The End-to-End Argument for Databases
Just because an application uses a data system that provides comparatively strong safety properties, such as serializable transactions, that does not mean the application is guaranteed to be free from data loss or corruption. For example, if an application has a bug that causes it to write incorrect data, or delete data from a database, serializable transactions aren’t going to save you.
This example may seem frivolous, but it is worth taking seriously: application bugs occur, and people make mistakes. I used this example in “State, Streams, and Immutability” on page 459 to argue in favor of immutable and append-only data, because it is easier to recover from such mistakes if you remove the ability of faulty code to destroy good data.
Although immutability is useful, it is not a cure-all by itself. Let’s look at a more subtle example of data corruption that can occur.
Exactly-once execution of an operation
In “Fault Tolerance” on page 476 we encountered an idea called exactly-once (or effectively-once) semantics. If something goes wrong while processing a message, you can either give up (drop the message—i.e., incur data loss) or try again. If you try again, there is the risk that it actually succeeded the first time, but you just didn’t find out about the success, and so the message ends up being processed twice.

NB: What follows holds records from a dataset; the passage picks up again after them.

PR #1730, opened 2022-06-22
Integration Tests: ensure that environment is sandbox

NachoSoto:
For some reason the url is `[app_bundle]/StoreKit/receipt` in integration tests.
This is not correct, so I've added a couple of tests: one for entitlements, and another one to check the raw output value of that property.

This is necessary to make sure that receipts are loaded correctly after #1726.

### DIFF
--- a/Sources/Misc/SandboxEnvironmentDetector.swift
+++ b/Sources/Misc/SandboxEnvironmentDetector.swift
@@ -21,7 +21,7 @@ protocol SandboxEnvironmentDetector {
 }
 
 /// ``SandboxEnvironmentDetector`` that uses a `Bundle` to detect the environment
-final class DefaultSandboxEnvironmentDetector: SandboxEnvironmentDetector {
+final class BundleSandboxEnvironmentDetector: SandboxEnvironmentDetector {
 
     private let bundle: Bundle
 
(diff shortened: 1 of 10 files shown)


Sources/Misc/SandboxEnvironmentDetector.swift
```diff
@@ -37,4 +37,11 @@ final class DefaultSandboxEnvironmentDetector: SandboxEnvironmentDetector {
         return url.path.contains("sandboxReceipt")
     }
 
+    #if DEBUG
+    // Mutable in tests so it can be overriden
+    static var `default`: SandboxEnvironmentDetector = BundleSandboxEnvironmentDetector()
+    #else
+    static let `default`: SandboxEnvironmentDetector = BundleSandboxEnvironmentDetector()
```
aboedo, line 44: `var` vs `let` here is clever! FWIW just having it be internal would likely have been enough for testing purposes, but this adds extra safety

aboedo (approved):

Tests/BackendIntegrationTests/StoreKitIntegrationTests.swift
```diff
@@ -49,6 +49,10 @@ class StoreKit1IntegrationTests: BaseBackendIntegrationTests {
         return .disabled
     }
 
+    func testIsSandbox() {
```
NachoSoto, line 52: I moved this here so it runs in SK1 and SK2 separately, in case that logic ever diverges (like in iOS 16 potentially?)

Processing twice is a form of data corruption: it is undesirable to charge a customer twice for the same service (billing them too much) or increment a counter twice
(overstating some metric). In this context, exactly-once means arranging the computation such that the final effect is the same as if no faults had occurred, even if the operation actually was retried due to some fault. We previously discussed a few approaches for achieving this goal.
One of the most effective approaches is to make the operation idempotent (see “Idempotence” on page 478); that is, to ensure that it has the same effect, no matter whether it is executed once or multiple times. However, taking an operation that is not naturally idempotent and making it idempotent requires some effort and care: you may need to maintain some additional metadata (such as the set of operation IDs that have updated a value), and ensure fencing when failing over from one node to another (see “The leader and the lock” on page 301).